Information shown:
PR #1184, opened 2021-02-26
finish minimal shell standardization efforts

### LINKED ISSUE #1141: [CI] [proposal] low-efforts to standardize scripting

efx:
This should be enough to close #1141. 
I
- added extra details from the issue to maintaining
- added a filename linter for anything in `bin/` and `test/` that ends with `.sh`
- added that linter to CI so this PR should fail until I fix those :)


bin/lint_tool_file_names.sh
```diff
@@ -0,0 +1,17 @@
+#!/usr/bin/env bash
+
+# Prohibit internal shell script file names snake_case
```
coriolinus, line 3:
```suggestion
# Require that internal shell script file names use snake_case
```

bin/lint_tool_file_names.sh
```diff
@@ -0,0 +1,17 @@
...
+set -eo pipefail
+
+# find a list of files whose names do not match our convention
+errant_files=$(find bin/ _test/ -iname '*\.sh' -exec basename {} \; | grep '[^a-z_.].*')
```
coriolinus, line 7: I don't entirely understand the regex's intent here, but it looks like what it's actually checking is that there is a single character not in `[a-z_.]`, followed by any number of arbitrary other characters. That feels like an odd requirement to check. I think that if we're just detecting the presence of a forbidden character, we could simplify like

```suggestion
errant_files=$(find bin/ _test/ -iname '*\.sh' -exec basename {} \; | grep '[^a-z_.]')
```

bin/lint_tool_file_names.sh
```diff
@@ -0,0 +1,17 @@
...
+
+if [ -n "$errant_files" ]; then
+    echo "These file names do not follow our snake case convention:"
+    # find them again to print the whole relative path
+    while IFS= read -r file_name; do
+        find . -iname "$file_name"
```
coriolinus, line 13:
```suggestion
        find . -name "$file_name"
```

In this case we can be pretty confident that we have the named file's casing correct, and can avoid the case-conversion expense.

coriolinus (approved):
I think this is good to merge once CI is green.

bin/lint_tool_file_names.sh
efx: > That feels like an odd requirement to check.

Perfect correction to my regular expression naïveté!
I was trying to find any file name that has forbidden characters. So your fix makes it so!

PR #1187, opened 2021-03-03
fix CI error

efx:
This happened because newer versions of Bash (5.x) rightly fail on using
`continue` incorrectly.

I rewrote that section to simply run `rustfmt` if the example is allowed
to compile. I am unsure why that is in a subshell.

As an aside, I tested this locally on macOS by running `brew install
bash`, then changing the shebang to use `/usr/local/bin/bash`.

### DIFF
--- a/bin/format_exercises
+++ b/bin/format_exercises
@@ -16,15 +16,12 @@ format_exercises() {
         if [ -f "$allowed_file" ]; then
             exercise=$(basename "$exercise_dir")
             echo "$exercise's stub is allowed to not compile"
-            # we disable the below shellcheck lint
-            # because we want to exit this iteration
-            # shellcheck disable=SC2106
-            continue
-        fi
-        cargo fmt
-        file_name=".meta/$source_file_name.rs"
-        if [ -f "$file_name" ]; then
-            rustfmt "$file_name"
+        else
+            cargo fmt
+            file_name=".meta/$source_file_name.rs"
+            if [ -f "$file_name" ]; then
+                rustfmt "$file_name"
+            fi
         fi
     )
     done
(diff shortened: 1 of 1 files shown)


coriolinus (approved):
Seems fine to me, with one nit: the opening and closing of the subshell are at different levels of indentation. That's not introduced by this PR, though, so it's not this PR's responsibility to fix it.

I can at least say for sure why the subshell exists: `exercise_dir` is a relative path, not an absolute one, but we `cd` into it. Without the subshell, we'd have to either mess with backing out the directory change manually, or use `pushd`/`popd`, or absolutize all the paths, or something. The subshell is simplest.

Can you explain what the problem with `continue` was? It's not obvious to me.

efx:
> I can at least say for sure why the subshell exists: exercise_dir is a relative path, not an absolute one, but we cd into it. Without the subshell, we'd have to either mess with backing out the directory change manually, or use pushd/popd, or absolutize all the paths, or something. The subshell is simplest.

Oh, thanks! This makes a ton of sense to me.

> Can you explain what the problem with continue was? It's not obvious to me.

Certainly. 
When I run format_exercises with Bash 5.x I see this:
```
./bin/format_exercises
accumulate's stub is allowed to not compile
./bin/format_exercises: line 22: continue: only meaningful in a `for', `while', or `until' loop
error: expected identifier, found `?`
 --> /Users/eli/floss/exercism/rust/exercises/practice/accumulate/src/lib.rs:2:41
  |
2 | pub fn map(input: Vec<i32>, _function: ???) -> Vec<i32> {
  |                                         ^ expected identifier
```

[SC2106](https://github.com/koalaman/shellcheck/wiki/SC2106) also complains that `continue` exits the subshell and does not affect iteration.

My guess is that Bash rejects us using a continue because it is not doing what I intended. I wanted to exit onto the next exercise and directory. But `continue` would only exit the subshell.
So I wager that `exit 0` instead of `continue` is what we want. I'll try that!

PR #1188, opened 2021-03-03
include helpful links on procedural macros

efx:
I learned about procedural macros the other day and found these links
helpful.

Is it accurate to say procedural macros are a kind of meta-programming?


coriolinus (approved):
Yes, procedural macros are a form of metaprogramming.

PR #1194, opened 2021-03-12
[Robot Name] Add test_many_different_robots_have_different_names()

### LINKED ISSUE #1195: [Robot Name] Robot Name example implementation does not check for collisions
Per the instructions "Your solution must ensure that every existing robot has a unique name." Currently, the example implementation does not perform theses checks.

cwhakes:
This test confirms with high probability that a duplicate robot name is not returned.

The number 3529 was chosen with the [simple exponentiation method](https://en.wikipedia.org/wiki/Birthday_problem#A_simple_exponentiation) to provide approximately a 99.99% probability of collision.

Note: the example implementation prior to 3b23e2a fails this test because it does not check for duplicates.

Closes #1195. Replaces #1197.


cwhakes:
Whoops. Commited example fix to the wrong branch.

coriolinus:
I'd be interested to see the math you used to arrive at the number, but that's not essential. Agree that this test case is useful. Are you willing to also update the example such that the new case passes?

coriolinus (approved):
Looks great! Thanks for putting in this work.

cwhakes:
So, the math is thus:

```
let target_probability = 0.0001f64;
let total_names = (26 * 26 * 10 * 10 * 10) as f64;
let odds_of_collision = (total_names - 1.0) / total_names;
let number_of_pairs = target_probability.log(odds_of_collision);
let number_of_names = (2.0 * number_of_pairs).sqrt().ceil();
println!("Number of names required: {}", number_of_names);
```

[Link to  playground.](https://play.rust-lang.org/?version=stable&mode=debug&edition=2018&gist=a5acabf6a424b93ff490d3be76ae6649)

PR #1209, opened 2021-03-19
explore simple spell check

efx:
markdownlint bundles a proper noun spellchecker which might be useful:
https://github.com/DavidAnson/markdownlint/blob/main/doc/Rules.md#md044

### DIFF
--- a/.markdownlint.yaml
+++ b/.markdownlint.yaml
@@ -46,6 +46,12 @@ MD040: true
 # MD042/no-empty-links - No empty links
 MD042: true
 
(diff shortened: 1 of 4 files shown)


efx:
One drawback I see is someone writing a creative story and getting a CI failure:

> You are programming rust removal software in Rust.

coriolinus:
Agree with your noted drawback. I'm reluctant to accept this change because there isn't a way AFAIK to make it context-aware, and a global rule isn't flexible enough.

PR #3696, opened 2026-09-16
fix(openrouter): standardize pay-as-you-go balance and spend presentation

Chipagosfinest:
Uncapped OpenRouter keys expose useful spend and prepaid balance, but previously had no consistent pay-as-you-go summary. Show reported monthly key spend, lifetime key usage, or lifetime account usage with an explicit scope and period. Missing values remain unavailable; a reported zero remains zero.

Capped keys keep their existing single quota meter. Management-key counters are excluded from the key-spend summary, and prepaid balance comes only from the selected key's credits response. The shared menu model removes duplicate detail rows while their replacement summary is visible and restores them when it is hidden; raw CLI/JSON details remain intact. CLI text does not invent a zero-dollar budget for uncapped spending.

The rewrite removes the separate Swift test implementation of the JavaScript projection. Behavioral tests now exercise the real plugin in both JavaScript engines, through native models, CLI text, and JSON.

## Validation

- `make test`: 1,178 selections across 107 groups passed without failures, timeouts, or retries.
- `make check`: passed.
- Focused actual-plugin, quota, presentation, CLI, and architecture tests passed.
- Independent isolated review: no actionable P0–P2 findings.
- Developer ID-signed native proof rendered the shared menu in light and dark appearances.
- Live official OpenRouter API reads succeeded before and after through signed packaged CLIs. The new summary's monthly amount and optional balance matched the retained response details; uncapped output had no quota meter. Private billing data and credentials are omitted from the proof below.

## Before and after

Both images use the same synthetic response. Before renders without the newly added cost summary; after renders the final plugin projection.

| Before | After |
| --- | --- |
| Before: uncapped spend in raw details | After: scoped PAYG summary without duplicate detail rows |


Chipagosfinest:
@clawsweeper re-review

PR #3699, opened 2026-09-17
fix(antigravity): skip foreign databases without inventing empty history

urda:
Antigravity 1.2.3 writes `conversation_summaries.db` into a declared local-history root. That auxiliary database has no `gen_metadata` table. The old Boolean schema check treated a successfully completed inspection as a failure, so one unrelated file made valid neighboring history partial and withheld its usage.

Distinguish supported history, proven foreign databases, and unsupported or unreadable schemas. Skip foreign files without withholding valid history, and track recognized source presence independently of event count: unrelated databases alone leave history unavailable, while supported empty history remains complete. Undecodable schema names, unknown `gen_metadata` columns, empty or truncated schema walks, and failed inspections remain incomplete. WAL immutable fallback, bounded reads and handle ownership remain intact; discovering SQLite paths still prevents replacement with an older JSONL cache.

Requirement: Across the whole listing, show each line where the word "obvious" occurs.

Written solution:
Can you explain what the problem with `continue` was? It's not obvious to me.
> Can you explain what the problem with continue was? It's not obvious to me.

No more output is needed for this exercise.